Après un nouveau samedi marqué à la fois par une recrudescence des violences parisiennes, que Christophe Castaner ne sait pas maîtriser, et une mobilisation toujours forte en province, plusieurs responsables ont fait leurs propositions. Laurent Wauquiez a lancé l’idée d’un référendum sur la transition écologique ; Jean-Luc Mélenchon veut « un vote démocratique pour sortir de la crise » ; Marine Le Pen avait déjà plaidé pour la dissolution. Pour les manifestants, c’est « Macron démission » qui fait le plus recette.
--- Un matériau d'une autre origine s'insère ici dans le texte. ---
Issue #568, opened 2020-02-11
When generating experiment logs, log the algorithm's performance


gabbard:
Currently, when we generate experiment logs, we show the users the learner's predictions compared to the "gold" descriptions. We would like to score accuracy for this in an automated way - how often was the "gold" description present among the learner's candidate descriptions?

Do this separately for the train and test sets.

It would also be nice to be able to do this without actually generating the dump files (e.g. for unit tests).

chris-jenkins-isi:
Closed by https://github.com/isi-vista/adam/pull/571

PR #571, opened 2020-02-11
Log prediction accuracy during learning / testing

chris-jenkins-isi:
Added prediction accuracy counter in html output (also available to be used in tests) References https://github.com/isi-vista/adam/issues/568

### DIFF
--- a/adam/experiment/log_experiment.py
+++ b/adam/experiment/log_experiment.py
@@ -15,7 +15,7 @@ from adam.curriculum.m6_curriculum import (
 from adam.curriculum.phase1_curriculum import _make_each_object_by_itself_curriculum
 from adam.curriculum.pursuit_curriculum import make_simple_pursuit_curriculum
 from adam.experiment import Experiment, execute_experiment
-from adam.experiment.observer import LearningProgressHtmlLogger
+from adam.experiment.observer import LearningProgressHtmlLogger, CandidateAccuracyObserver
 from adam.learner import LanguageLearner
 from adam.learner.object_recognizer import ObjectRecognizer
 from adam.learner.preposition_subset import PrepositionSubsetLanguageLearner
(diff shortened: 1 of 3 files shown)


adam/experiment/log_experiment.py
```diff
@@ -51,10 +51,10 @@ def log_experiment_entry_point(params: Parameters) -> None:
             name=experiment_name,
             training_stages=training_instance_groups,
             learner_factory=learner_factory_from_params(params, graph_logger),
-            pre_example_training_observers=[logger.pre_observer()],
-            post_example_training_observers=[logger.post_observer()],
+            pre_example_training_observers=[logger.pre_observers()],
```
gabbard: Why change the name to plural but still only return one thing?

adam/experiment/observer.py
```diff
@@ -90,6 +90,52 @@ def report(self) -> None:
...
+
+        descriptions_as_token_sequences = [
+            desc.as_token_sequence() for desc in predicted_descriptions
+        ]
+        if true_description.as_token_sequence() in descriptions_as_token_sequences:
+            self._num_predictions_with_gold_in_candidates += 1
+
+    def report(self) -> None:
+        logging.info(
+            f"{self.name}: accuracy of learner's predictions ('gold' description was in learner's candidates) "
```
gabbard: `pylint` will yell at you for using f-strings in logging (because it's inefficient if the log level is below `info`).  Prefer to put `%s`s in the string and then the things to intepolate as additionall arguments to `.info`.

adam/experiment/observer.py
```diff
@@ -90,6 +90,52 @@ def report(self) -> None:
...
+        )
+
+    def accuracy(self) -> float:
+        """
+        Return accuracy value of the number of predictions made where the 'gold' description was present in
+        the learner's candidate descriptions.
+        Returns: accuracy score (float)
+
+        """
+        if not self._num_predictions:
```
gabbard: Maybe return `Optional[float]` rather than throwing an exception. Or `NaN`.

adam/experiment/observer.py
```diff
@@ -284,14 +341,11 @@ def report(self) -> None:
         pass
 
 
-@attrs(slots=True)
-class HTMLLoggerPostObserver(
-    DescriptionObserver[SituationT, LinguisticDescriptionT, PerceptionT]
-):
+@attrs(slots=True)  # pragma: no cover
+class HTMLLoggerPostObserver(CandidateAccuracyObserver):  # type: ignore
```
gabbard: Prefer composition over inheritance. :-) . `HTMLLoggerPostObserver` should have a `has-a` relation to `CandidateAccuracyObserver`, not `is-a`.

adam/experiment/log_experiment.py
chris-jenkins-isi: Good catch. That was an edit that I went back and forth on.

Tout ce petit monde s’emballe un petit peu et il est quasiment certain qu’Emmanuel Macron n’aura recours à aucune de ces solutions-là. Tout comme François Hollande, il est tenu par les institutions de la Ve République. Même si elles l’ont laissé, au bout de cinq ans, entièrement lessivé, à 5 %, elles l’ont tenu. Voilà au moins quelque chose de solide et de bien pensé en France : sa Constitution. Merci, grand Charles ! Quant à Emmanuel Macron, il a été élu par 20 millions de Français, quoi qu’on puisse ergoter sur les blancs, les nuls, l’affaire Fillon et l’épouvantail Marine Le Pen. Il a une véritable légitimité démocratique. Idem pour sa majorité parlementaire, quoi qu’on puisse dire, là encore, des conditions de l’élection (une abstention historique de plus de 50 %). On ne voit pas pourquoi le Président renoncerait à ces deux éléments clefs de sa légitimité. Et de stabilité pour le pays. En outre, un référendum est bien trop risqué.
En revanche, les observateurs ont oublié le levier politique le plus classique de la Ve République qui permet à un Président confronté à une crise sociale et politique de reprendre la main : le changement de Premier ministre. Tout le monde reconnaît qu’Édouard Philippe a été à la fois trop terne et trop ferme, voire fermé. C’était peut-être sa feuille de route. Mais voilà, sous la VeRépublique, le Premier ministre est là pour protéger le Président, encaisser les coups, même quand le Président a la plus grande part de responsabilité. Édouard Philippe va devoir jouer son rôle de fusible.
Certains remarquaient que les courbes de popularité d’Emmanuel Macron et de François Hollande étaient identiques. Pour tenter de se relancer, François Hollande avait dû renvoyer M. Ayrault, moins de deux ans après sa nomination. C’est un sort identique qui attend Édouard Philippe.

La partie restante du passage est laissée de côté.